Taraji P. Henson is opening up about her time filming The Color Purple and is criticizing that production had the cast drive themselves to the set.
In a new interview, the Empire alum revealed that producers of the film gave the cast rental cars to take themselves to the set of the production. However, Henson said she fought to get a driver due to it being an “insurance liability.”
“They gave us rental cars, and I was like, ‘I can’t drive myself to set in Atlanta.’ This is insurance liability, it’s dangerous. Now they robbing people,” Henson recalled during an interview with The New York Times. “What do I look like, taking myself to work by myself in a rental car? So I was like, ‘Can I get a driver or security to take me?’ I’m not asking for the moon. They’re like, ‘Well, if we do it for you, we got to do it for everybody.'”
She continued, “Well, do it for everybody! It’s stuff like that, stuff I shouldn’t have to fight for. I was on the set of Empire fighting for trailers that wasn’t infested with bugs.”
Henson noted that these situations wear on her soul “because you fight so hard to establish a name for yourself and be respected in this town to no avail.”
“With Black films, they just don’t want to take us overseas and I don’t understand that,” she added. “Black translates all over the world, so why wouldn’t the movies? I have a following in China of all places. Y’all not going to capitalize on that? Don’t everybody want to make money here? I’m not the person that pulls the race card every time, but what else is it, then? Tell me. I’d rather it not be race, please give me something else.”
Henson has been talking about the disparity that exists in Hollywood and during the press tour for The Color Purple, she broke down in tears over the pay discrepancies despite her long and established career in the industry.

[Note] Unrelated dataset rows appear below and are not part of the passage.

PR #766, opened 2021-11-02
Replace macro name by value

alkino:
macro is created by DEFINE statements, and always got a direct value
DEFINE NAME_PTR INTEGER_PTR is the only accepted way

### DIFF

“I’m just tired of working so hard, being gracious at what I do, getting paid a fraction of the cost,” Henson said after taking a long pause and breaking down during an interview with Gayle King on SiriusXM. “I’m tired of hearing my sisters say the same thing over and over. You get tired. I hear people go, ‘You work a lot.’ I have to. The math ain’t math-ing. And you start working a lot, you have a team. Big bills come with what we do. We don’t do this alone. It’s a whole team behind us. They have to get paid.”